Purpose: I want to create a term-document matrix using a dictionary which has compound words, or bigrams, as some of the keywords.
Web Search: Being new to text-mining and the tm
package in R
, I went to the web to figure out how to do this. Below are some relevant links that I found:
- FAQS on the tm-package website
- finding 2 & 3 word phrases using r tm package
- counter ngram with tm package in r
- findassocs for multiple terms in r
Background: Of these, I preferred the solution that uses NGramTokenizer
in the RWeka
package in R
, but I ran into a problem. In the example code below, I create three documents and place them in a corpus. Note that Docs 1
and 2
each contain two words. Doc 3
only contains one word. My dictionary keywords are two bigrams and a unigram.
Problem: The NGramTokenizer
solution in the above links does not correctly count the unigram keyword in the Doc 3
.
library(tm)
library(RWeka)
my.docs = c('jedi master', 'jedi grandmaster', 'jedi')

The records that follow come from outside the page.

PR #7471, opened 2022-02-09
Tab completion of file names is case insensitive on Windows

### LINKED ISSUE #7160: Tab completion of file names should be case insensitive on Windows

elazarcoh:
Tab completion of file names should be case insensitive on Windows

fixes #7160 

### DIFF
--- a/src/actions/commands/commandLine.ts
+++ b/src/actions/commands/commandLine.ts
@@ -115,9 +115,14 @@ class CommandLineTab extends CommandLineAction {
         isRemote,
         shouldAddDotItems
       );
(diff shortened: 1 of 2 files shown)


elazarcoh:
Hmm.. my test is failing for some reason. Maybe the workaround of setting the `process.platform` isn't working?
Both tests passes on my machine. I tried to reproduce with WSL but couldn't get the tests to even start on it.

Should I simply run each test (linux/windows) only if the platform match. instead of hacking it like I did?

J-Fields:
Thanks!

PR #7483, opened 2022-02-12
Fix the remaining dependency cycles.

### LINKED ISSUE #6177: multiple circular dependencies between TypeScript files in the VSCodeVim code base

inspirer:
What this PR does / why we need it:
This PR removes all the remaining dependency cycles and adds circular-dependency-plugin to prevent backslide.

Which issue(s) this PR fixes
#6177

### DIFF
--- a/extensionBase.ts
+++ b/extensionBase.ts
@@ -17,6 +17,7 @@ import { taskQueue } from './src/taskQueue';
 import { Register } from './src/register/register';
 import { SpecialKeys } from './src/util/specialKeys';
 import { HistoryTracker } from './src/history/historyTracker';
+import { exCommandParser } from './src/vimscript/exCommandParser';
 
 let extensionContext: vscode.ExtensionContext;
 let previousActiveEditorUri: vscode.Uri | undefined;
@@ -97,6 +98,8 @@ async function loadConfiguration() {
  * The extension's entry point
  */
 export async function activate(context: vscode.ExtensionContext, handleLocal: boolean = true) {
+  ExCommandLine.parser = exCommandParser;
+
   // before we do anything else, we need to load the configuration
   await loadConfiguration();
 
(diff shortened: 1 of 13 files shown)


kpengboy:
Hi @J-Fields, I wonder if you've had any chance to take a look at this?

inspirer:
Hi @J-Fields, I updated this PR to the latest head and tried to come up with the minimum change to make it work. I'm pretty sure that these solutions might not be perfect and I'm happy to redo them in a better way. Let me know what you think.

This change will help us build VSCodeVim with the closure compiler, and will remove the need to maintain and update a local fork with these patches.

J-Fields (approved):
Awesome, thanks @inspirer!

> I'm pretty sure that these solutions might not be perfect and I'm happy to redo them in a better way. Let me know what you think.

They seem reasonable to me. I'd rather get the plugin in place and refactor later, especially the number of times I've broken these PRs already 🙃

Issue #6957, opened 2021-08-05
Reverse searching missing some matches


babramczyk:
**Describe the bug**
In certain scenarios, a reverse search does not match everything.

Especially when it doesn’t match the search when I’ve only typed a character or two, it can be really jarring, as it will momentarily scroll way out of view and I’ll lose context. The video shows what I mean better.

**To Reproduce**
Steps aren’t necessarily super well known, but I’ve ran into this before (and have noticed due to the jarring scroll jumping), but finally managed to get a video of it.

As you can see in the video, I do a reverse search `?t`. It skips over about 200 lines, plenty of which have `t`s. Those matches are skipped over, and do not show in the gutter.

Then, when I expand the search to `?type`, it matches a `t` that was there all along, just a few lines up from the cursor.

I do it again, to demonstrate the jarring scroll effect this has

(at the end is Vim in the VS Code terminal on the right, showing expected behavior).

https://streamable.com/qr3fyh

**Environment (please complete the following information):**

- Extension (VsCodeVim) version:
- VSCode version: v1.21.5
- OS: macOS 11.5

PR #7495, opened 2022-02-14
Use timeout for search

elazarcoh:
Using timeout is more correct then limiting the search results.

#6957

I think 1 second should be enough. We can finetune this value for better experience.
We can use both timeout and max number of ranges, but as a conjuction:
```ts
if (timeout && before.length + after.lenth > MAX_RANGES) {
    break;
}
```
This will keep the current behavior, while allowing more searches to be found.

### DIFF
--- a/src/vimscript/pattern.ts
+++ b/src/vimscript/pattern.ts
@@ -44,6 +44,7 @@ export class Pattern {
   public readonly closed: boolean; // was an ending delimiter present?
 
   private static readonly MAX_SEARCH_RANGES = 1000;
+  private static readonly MAX_SEARCH_TIME = 1000;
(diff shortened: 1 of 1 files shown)


src/vimscript/pattern.ts
```diff
@@ -115,6 +116,11 @@ export class Pattern {
     while (true) {
       const match = this.regex.exec(haystack);
 
+      let searchTimeout = false;
+      setTimeout(() => {
+        searchTimeout = true;
```
J-Fields, line 121: Aha! I tried doing this once but was thinking about it wrong (I don't have much experience with js/node) and got into a classic XY problem googling "how to cancel a promise nodejs", which turns out to be hard or impossible (I forget). Turns out to be so simple 🙃

J-Fields:
> I think 1 second should be enough
I thought I've read this is configurable, but I can't find anything about it in `:help` or google. 1 second seems very reasonable.

PR #8067, opened 2022-10-28
Run showOpenDialog for empty `:e` command

### LINKED ISSUE #8039: `:e` command opens new file instead of open dialog
**Describe the bug**
I want to open an existing file and use vscode's open dialog. Looking at the code, it should be possible with `:e` without arguments, but currently `:e` opens a new untitled file.

**To Reproduce**
Execute `:e` command in normal mode.

**Expected behavior**
VSCode's open dialog is shown (same as File -> Open File...)

- Extension (VsCodeVim) version: v1.24.1
- VSCode version: 1.72.2
- OS: Win10

**Additional context**
This behavior seems to be already implemented:
https://github.com/VSCodeVim/Vim/blob/5f312cb5ef86eb4c8ffd6840b3442f471eeba3a9/src/cmd_line/commands/file.ts#L172
but the code is currently unreachable because omitting the file argument to the command results in `args.file` being `undefined`. This also means that `args` is identical for `:e` and `:enew` commands, and currently the `:enew` behavior is executed first.

I would propose to set the default for the `fileNameParser` to `''` to fix this here:
https://github.com/VSCodeVim/Vim/blob/5f312cb5ef86eb4c8ffd6840b3442f471eeba3a9/src/cmd_line/commands/file.ts#L87

If you agree, I could create a PR for this.

Trying `:e .` to open the current folder results in an error that I am opening a directory, where a sensible behavior would be to show the file open dialog at the specified folder, but maybe that is a different feature request.

hborchardt:
I want to be able to open the "Open File" dialog by executing the `:e` command.
The code for this already exists, but was unreachable because the default value for `file` while parsing was `undefined`.
Set the default value to `''`, so that arguments for `:e` are distinguishable from the `:enew` command.

Fixes #8039

❤️

### DIFF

my.corpus = Corpus(VectorSource(my.docs))
my.dict = c('jedi master', 'jedi grandmaster', 'jedi')
BigramTokenizer <- function(x) NGramTokenizer(x, Weka_control(min = 1, max = 2))

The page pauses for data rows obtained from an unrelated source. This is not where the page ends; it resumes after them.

PR #8070, opened 2022-10-31
special treatment for {

### LINKED ISSUE #2982: `da{` misbehavior
When using delete a block, with braces "da{" and the cursor is not on the opening brace, but a tab or space before, it will delete 

To reproduce:
- Get some code that includes curly braces.
- Go to the line of an opening one
- Go a few spaces back
- Execute "da{" in normal mode

Expected (Expected this, even if the cursor was few spaces off like the next gif):

vimexpected

Actual:
vimactual

elazarcoh:
fixes special case for hadling `{`, when there are no characters before it in the same line.

fixes #2982


J-Fields:
Thanks!

Issue #7870, opened 2022-07-27
Text is not aligned when pasting a range yanked in blockwise.


ryota-abe:
**Describe the bug**
Vim 9.0:
In blockwise visual mode, you can select a non-rectangular range (e.g., by pressing $).
Yank it and paste it in the middle of another line, and spaces will be added so that the inserted text is a rectangular shape.
![vim](https://user-images.githubusercontent.com/15438757/181258169-f3e104c5-e50c-48f7-870f-1168a2be5cab.gif)

VSCodeVim:
pasted text is not aligned.
![vscode](https://user-images.githubusercontent.com/15438757/181258185-8169edc7-ab50-40c4-b3aa-4dd907e96187.gif)

**To Reproduce**

1.  Press `CTRL-v` and select some lines with unequal line lengths. e.g. 
```
a
bb
ccc
```
2. Press `$` to select to the end of the lines.
3. Press `y`
4. Move to the middle of another text. e.g.
```
123 # caret is on "2"
456
789
```
5. Press `p`, will result in
```
12a3
45bb6
78ccc9
```

**Expected behavior**
```
12a  3
45bb 6
78ccc9
```

**Screenshots**
see above

**Environment (please complete the following information):**

- Extension (VsCodeVim) version: v1.23.1
- VSCode version: 1.69.1
- OS: Windows 10

**Additional context**
N/A

J-Fields:
Neat - looks like this was changed in Vim 9 and neovim, and sure seems like the right behavior to me

PR #8080, opened 2022-11-05
Fix cursor position after visual block gp and gP operations

burnsdy:
Cursor position may be incorrect after `gp` and `gP` operations. This PR correctly adjusts the cursor position and fixes one test case that was incorrect.

Related to the changes for #7870


J-Fields:
Thanks!

PR #8140, opened 2022-12-05
fix: correct typo on vim.targets.enable desc

RoRep1ay:
Fixes a typo on `vim.targets.enable` description


J-Fields:
Thanks!

PR #8151, opened 2022-12-07
Fix typo in remapping error message

AsterisMono:
Key binding configurations accept a key-value pair with the key of "commands", but the error message asks for a "command" key, which is quite confusing.

None


J-Fields (approved):
Thanks!

PR #8193, opened 2023-01-02
Fixes #8192: Command args are passed as lists

### LINKED ISSUE #8192: Remapping to a command passes args as a list
When a keybinding is mapped to a VS Code command, the arguments are not passed one by one but instead as a list. When no argument is specified, an empty list is passed.

**To Reproduce**
Define keybindings such as
```json
"vim.normalModeKeyBindings": [{
  "before": ["<leader>", "a"],
  "commands": "workbench.action.quickOpen"
},
{
  "before": ["<leader>", "b"],
  "commands": [{
    "command": "foo",
    "args": ["bar", "baz"]
  }]
}]
```
and trigger the bindings.

**Expected behavior**
The command is called with the given position arguments. I.e., no arguments in the first case and two arguments `"foo"` and `"bar"` in the second case.

**Actual behavior**
The command is called with a single list argument. An empty list `[]` in the first case and `["foo", "bar"]` in the second.

elmar-peise:
Fixes passing arguments to commands.

Fixes #8192


J-Fields (approved):
Thanks!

inspect(DocumentTermMatrix(my.corpus, control=list(tokenize=BigramTokenizer,
dictionary=my.dict)))
# <<DocumentTermMatrix (documents: 3, terms: 3)>>
# ...
# Docs jedi jedi grandmaster jedi master
# 1 1 0 1
# 2 1 1 0
# 3 0 0 0
I was expecting the row for Doc 3
to give 1
for jedi
and 0
for the other two. Is there something I am misunderstanding?